Indeed, Pedersen’s protest vote against an anti-funeral protests bill took courage and legal smarts. I wrote a column early in the session giving Pedersen props for his stand..

Meanwhile, it’s true that he sponsored 6 bills that passed. Some of them good: money for youth housing; providing more health care grants; strengthening no-contact orders; and democratizing corporate boards. And most important for his district—Pedersen was the point person for protecting night life by reforming a costly sprinkler requirement bill for clubs. (He extended the deadline.) Another bill was cool, but mostly symbolic: recognizing Juneteenth as a day of remembrance.

He also had a couple of cool bills die: a civil unions bill and limiting hazardous pesticides in schools.

Here’s one annoying thing though. On one major issue that is a keen concern to his district—renters rights—Pedersen was on the wrong side of the issue. Pedersen did not support giving Seattle the authority to cap condo conversions. He believed that progressive provision would have jeopardized the success of the larger bill which mandated assistance to displaced renters. Pedersen’s timid approach didn’t pay off. The basic bill got killed anyway.

Props to Rep. Pedersen for a diligent and successful session, but he needs to have more awareness of renters. There were 2,352 condo conversions in Seattle in 2006, which is particularly alarming for renters given that 3,900 lower-priced rentals have been either converted to condos or filed for conversion in the last two years. The average price of new condos is $250,000.

RSS icon Comments


You know, Josh, for those young heterosexual couples that are worried about not having all the rights of marriage, there's a really simple solution. They can fucking get married. It pisses me off to no end that people who have all the rights we're fighting for and with no question of legitimacy of their relationship whatsoever have the gall to complain about not also having extra legal rights too, like marriage just isn't good enough for them. Fuck them! They can get married, and not only did my husband and I have to spend $500 to get wills, powers of attorney, and other paperwork, then go to Portland and Vancouver for marriages that this state won't recognize, now I have to go and get a fucking domestic partnership that leaves off most of the state rights of married couples and all of the federal ones, and they have the sheer chutzpah to complain that they can't get a domestic partnership?

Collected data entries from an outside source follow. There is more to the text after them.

PR #5224, opened 2024-05-07
cleanup: simplify verification hashes

joschisan:
The verification hashes are used in the API to confirm the result of the DKG. Though all hashes are just derived from the config, and we could simply just compare the consensus config hash, the verification hashes are purposefully different for each peer such that their manual verification by the guardians via the UI is more robust.

After the dkg is done the verification hashes are not required anymore, the server checks config equality on startup via the SERVER_CONFIG_CONSENSUS_HASH_ENDPOINT.

### DIFF
--- a/fedimint-server/src/config/api.rs
+++ b/fedimint-server/src/config/api.rs
@@ -18,6 +18,7 @@ use fedimint_core::config::{
 };
 use fedimint_core::core::ModuleInstanceId;
 use fedimint_core::db::Database;
+use fedimint_core::encoding::Encodable;
 use fedimint_core::endpoint_constants::{
     ADD_CONFIG_GEN_PEER_ENDPOINT, AUTH_ENDPOINT, CONFIG_GEN_PEERS_ENDPOINT,
     CONSENSUS_CONFIG_GEN_PARAMS_ENDPOINT, DEFAULT_CONFIG_GEN_PARAMS_ENDPOINT,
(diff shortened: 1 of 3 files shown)


fedimint-server/src/net/api.rs
```diff
@@ -575,14 +574,6 @@ pub fn server_endpoints() -> Vec<ApiEndpoint<ConsensusApi>> {
...
             }
         },
-        api_endpoint! {
-            VERIFY_CONFIG_HASH_ENDPOINT,
-            ApiVersion::new(0, 0),
-            async |fedimint: &ConsensusApi, context, _v: ()| -> BTreeMap<PeerId, sha256::Hash> {
-                check_auth(context)?;
-                Ok(get_verification_hashes(&fedimint.cfg))
-            }
-        },
```
elsirion, line 585: @okjodom @Kodylow Why did we add that endpoint to the running server API originally? Was it to prevent timing issues when some guardians started consensus before others? I can't see the point because I assume this API is only used by the guardian running this instance, so isn't needed after consensus is running, but want to be sure.

elsirion (dismissed):
Looks ok, but would like input from the UI side

fedimint-server/src/config/api.rs
```diff
@@ -327,13 +328,24 @@ impl ConfigGenApi {
...
         ];
+
         let state = self.require_any_status(&expected_status).await?;
+
         let config = state
             .config
             .clone()
             .ok_or(ApiError::bad_request("Missing config".to_string()))?;
 
-        Ok(get_verification_hashes(&config))
```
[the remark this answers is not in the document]
joschisan: Done

fedimint-server/src/net/api.rs
joschisan: The endpoint requires auth, hence can only be requested by the corresponding guardian via CLI or UI; however this guardian already explicitly started the consensus so why would he check the verification hashes now?

This is in contrast to the SERVER_CONFIG_CONSENSUS_ENDPOINT which also returns a config hash when running, however this is supposed to be requested by the other guardians to check against their own.

okjodom (approved):

PR #5227, opened 2024-05-07
chore: more informative error messages around accepting transactions

dpc:

### DIFF
--- a/fedimint-core/src/transaction.rs
+++ b/fedimint-core/src/transaction.rs
@@ -80,16 +80,20 @@ impl Transaction {
     pub fn validate_signatures(
         &self,
         pub_keys: Vec<secp256k1_zkp::PublicKey>,
+        txid: TransactionId,
     ) -> Result<(), TransactionError> {
         let signatures = match &self.signatures {
             TransactionSignature::NaiveMultisig(sigs) => sigs,
             TransactionSignature::Default { variant, .. } => {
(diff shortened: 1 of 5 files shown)


fedimint-core/src/transaction.rs
```diff
@@ -125,25 +129,34 @@ pub enum TransactionSignature {
...
+        error: DynInputError,
+        input_idx: u64,
+        txid: TransactionId,
+    },
+    #[error("The transaction {txid} had an invalid output at index {}: {}",  .output_idx, .error)]
+    Output {
+        error: DynOutputError,
+        output_idx: u64,
+        txid: TransactionId,
+    },
```
elsirion, line 161: Feels like this should be split into a struct containing the txid and an error variant that contains the information currently available. This feels like a useful quick-fix, but not really great code in general.

elsirion (approved):
I'm on the edge with this one, is there a good reason to repeat the txid over all variants other than "slicghtly easiert to impl"? Feel free to merge to not block #5195 debugging, but I'd rather see it refactored.

dpc:
> I'm on the edge with this one, is there a good reason to repeat the txid over all variants other than "slicghtly easiert to impl"?

If the message is to print the txid (which is handy), then trying to merge it going to be a bit involved. And a bit of very localized redundancy is a minor in-elegancy, not a big deal.

dpc:
This is broken because of #5238

dpc:
Replaced by #5244

PR #5228, opened 2024-05-07
chore(cli): no need to log what we are already printing out

dpc:


bradleystachurski (approved):
Looks good 👍 

For future reference, related thread regarding logging the error and writing the error json to stderr: https://github.com/fedimint/fedimint/pull/4563#discussion_r1525646521

PR #5234, opened 2024-05-08
fix: use async mutex

joschisan:


okjodom (approved):
good catch

elsirion:
I prefer it this way, but unless the lock was held across an await point a normal std `Mutex` is fine. The problem imo is that it's way too easy to accidentally break this invariant and it won't show immediately, but rather randomly deadlock in some cases.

Posted by Gitai | April 30, 2007 11:12 AM

Gitai's right.

And the perfect is the enemy of the good.

Posted by fnarf | April 30, 2007 11:23 AM

Quit the bitching about young heteros not getting DPs. Get a marriage license already.

Posted by Justy | April 30, 2007 11:32 AM

Yes, but frankly, if the legislature didn't want to include all straights in the domestic partnership bill, then they shouldn't have included het seniors.

Posted by keshmeshi | April 30, 2007 11:32 AM

I don't know what steps un-partnering involves when dissolving a registered DP, but one can assume it is much less costly than a divorce. Even an amicable divorce is expensive, and while it's certainly less of a stigma today than it was in the past, there are still negative associations with the status of "divorcee." Like a stink of failure. Your name is forever linked with that person - my mom, despite being divorced for almost 20 years and not living at a residence she ever share with my father, still gets mail for him. Also, there are heterosexuals who don't like the religious connotation and role-identification of "marriage," and maybe don't want to be someone's "husband" or "wife," yet would like some of the benefits afforded by the new DP status. When does "common law" consideration take effect, seven years? So if you've been together for six years, you're out of luck? I'm not well-informed on this, so feel free to correct me. Still, it seems strange to restrict only young heteros from being DP'd. I'm not crying "entitlement," just saying there are reasons it might be logical to have that option.

Posted by Aislinn | April 30, 2007 11:47 AM

(Peeved e-mail from Sen. Ed Murray landing in my in-box in 1…2…3….)

HILARIOUS. Ed is a good guy but really needs to switch to decaf.

Posted by StrangerDanger | April 30, 2007 11:53 AM

The median condo price for 2006 was $289,950, according to the U.S. Department of Housing and Urban Development. Not $250,000.

Posted by BB | April 30, 2007 11:55 AM
like marriage just isn't good enough for them. Fuck them!

Are you kidding me?

I can't speak for everyone who's concerned about this, but my (now) wife and I didn't want to get married because we don't particularly believe in marriage the way it's currently codified in the law. Part of the reason we don't believe in it is because queers can't do it and we didn't want to take part in a legal procedure that other Americans are barred from based on their orientation. So we got binding powers of attorney and all that other stuff. Then, about two years after we got power of attorneyed, she got into grad school in Europe and we ended up getting married so I could get a work permit when I went over there with her. But prior to that we were willing to boycott marriage until it was open to everyone. And if DPs were available to everyone, we'd probably think about switching for approximately the same set of reasons.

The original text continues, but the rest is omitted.